Thoughts
Design Approach
Since Normalisation is more optimal when batched it makes sense to stack the blocks being added or removed as layers so we only normalise the set when required.
This also gives us options for potentially giving blocks a value and performing some other arithmetic (other than boolean) with them.
The main idea is to create a grid specific to the set based on only the relevant ordinates and then recursively (by dimension) look for changes in cross-sections at those relevant points.
Each recursive call returns a normalised set of blocks for the lower cross-section dimension. This allows for the detection of changes and removal of redundant blocks in a consistent fashion.
Local Grid System
The universe is made up of galaxies and changes within themselves do not affect other galaxies.
If we consider connected Blocks as a local system then we can optimise the computation when Blocks are added and removed, in that we only need to consider refreshing the representation of the local system.

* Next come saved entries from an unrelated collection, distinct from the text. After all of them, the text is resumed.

PR #3285, opened 2021-11-11
Add AbortSignal.reason

MattiasBuelens:
Implements whatwg/dom#1027.

PR #3286, opened 2021-11-11
Update web platform tests

MattiasBuelens:
#3285 needs the updated WPTs for `AbortSignal.reason`, but it turns out that updating WPT is quite an undertaking. 😅

Hopefully it's a bit easier to review as a separate PR.


test/web-platform-tests/to-run.yaml
```diff
@@ -261,6 +272,7 @@ DIR: fetch/api/headers
 header-values-normalize.any.html: [fail, fetch is not defined]
 header-values.any.html: [fail, fetch is not defined]
 headers-no-cors.any.html: [fail, Request is not defined]
+headers-normalize.any.html: [fail, Unknown]
```
MattiasBuelens, line 275: This is caused by web-platform-tests/wpt#30979, where the Deno folks noticed that you shouldn't use `String.prototype.trim()` for normalizing header values. Of course, [we made the same mistake in jsdom](https://github.com/jsdom/jsdom/blob/master/lib/jsdom/living/fetch/Headers-impl.js#L64)... 😅 

It's quite low-hanging fruit, so I'll fix it as part of this PR.

MattiasBuelens:
[CI fails on Node 12](https://github.com/jsdom/jsdom/runs/4184106901?check_suite_focus=true) with the following error:
```
INFO:root:Status of subprocess "http on port 9000": running

  5142 passing (36m)
  1184 pending
  1 failing

  1) web-platform-tests
       dom/events
         KeyEvent-initKeyEvent.html:
     Error: Error: test harness should not error: dom/events/KeyEvent-initKeyEvent.html
Unexpected token '.'
      at /home/runner/work/jsdom/jsdom/test/web-platform-tests/run-single-wpt.js:216:22
      at http://web-platform.test:9000/resources/testharness.js:3135:22
```

Looks like [this test](https://github.com/web-platform-tests/wpt/blob/57c5ccf5609520fcc25607df79e375c4f1747ebb/dom/events/KeyEvent-initKeyEvent.html#L12) uses optional chaining, which is only supported since Node 14... Sooo, now what? 😬

TimothyGu:
You can mark those tests with `needs-node14`. See test/web-platform-tests/run-wpts.js for the implementation for some older Node.js versions (which we should probably remove now that we require Node.js 12, heh).

MattiasBuelens:
It looks like we deleted the logic for minimum Node versions as part of e0e3e33d373dca80eb04377f100001d1011ea386, see [diff](https://github.com/jsdom/jsdom/commit/e0e3e33d373dca80eb04377f100001d1011ea386#diff-87b5a2e85858d5459c06637661176179339bb073e505e65bbbc7f1f3764c903b). I'll go ahead and resurrect that code.

lib/jsdom/living/events/EventTarget-impl.js
```diff
@@ -101,14 +101,14 @@ class EventTargetImpl {
...
-  _dispatch(eventImpl, targetOverride /* , legacyOutputDidListenersThrowFlag */) {
+  _dispatch(eventImpl, legacyTargetOverrideFlag /* , legacyOutputDidListenersThrowFlag */) {
     let targetImpl = this;
     let clearTargets = false;
     let activationTarget = null;
 
     eventImpl._dispatchFlag = true;
 
-    targetOverride = targetOverride || targetImpl;
+    const targetOverride = legacyTargetOverrideFlag ? idlUtils.implForWrapper(targetImpl._globalObject._document) : targetImpl;
```
MattiasBuelens, line 111: Thanks! That's much better. 😁

domenic: I had to break out the debugger to figure out why `targetImpl._document` wasn't working... darn global proxy vs. global object stuff.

This concept may introduce an unnecessary overhead when identifying the local systems and so we will not consider this for v1. We may look at again if there are meaningful use cases for it.
Optimisation
Clearly this approach is only useful if there is a significant saving on modelling the granular space. For example if all the normalised disjoint blocks are unit blocks then we would be better off using a set of tuples regardless.
Complexity
N = Number of block operation layers to normalise
- Establish the grid markers in each dimension and map their ordinates to markers using a binary search. NLog(N)
- Create a cross section for each marker in each dimension. (2N^2)^d at worse
Memory
Storing block data as a Block object has an overhead of 472 bytes per block object (for garbage collection). Although it is unlikely to impact we may be inclined to prefer a simple tuple to a block when it comes to modelling any transient structures.
Testing Strategy
- Have a small number of Block fixtures covering the various possibilities
- 3 block operations seems like a good balance (between cognition and coverage)
- Apply all possible combinations of order and operation for a group of 3 using some base set
- Duplicate the test cases using sets of tuple points. Since we are confident they produce the correct result we can compare them to the results obtained by the BlockSet methods.
- Testing cases with Open intervals will require manually crafted tests as we won't be able to generate an equivalent set of tuple points
Running Tests
Install pytest and for a coverage report run
pytest --cov=blocksets tests/ --cov-report term-missing
Ideas
Currently, we are effectively modelling boolean values at specific points. We
could extend the notion of a Block Operation (i.e. layer) by say adding value
which may introduce more arithmetic functions like say .sub() (and
.remove() meaning zeroise) etc.
For suggesting further ideas please create a github issue as per the contribution guidelines
To Do
- Test cases for set operations in 3D
- Some performance tests on large operation stacks
- Maybe a Manim style video explainer?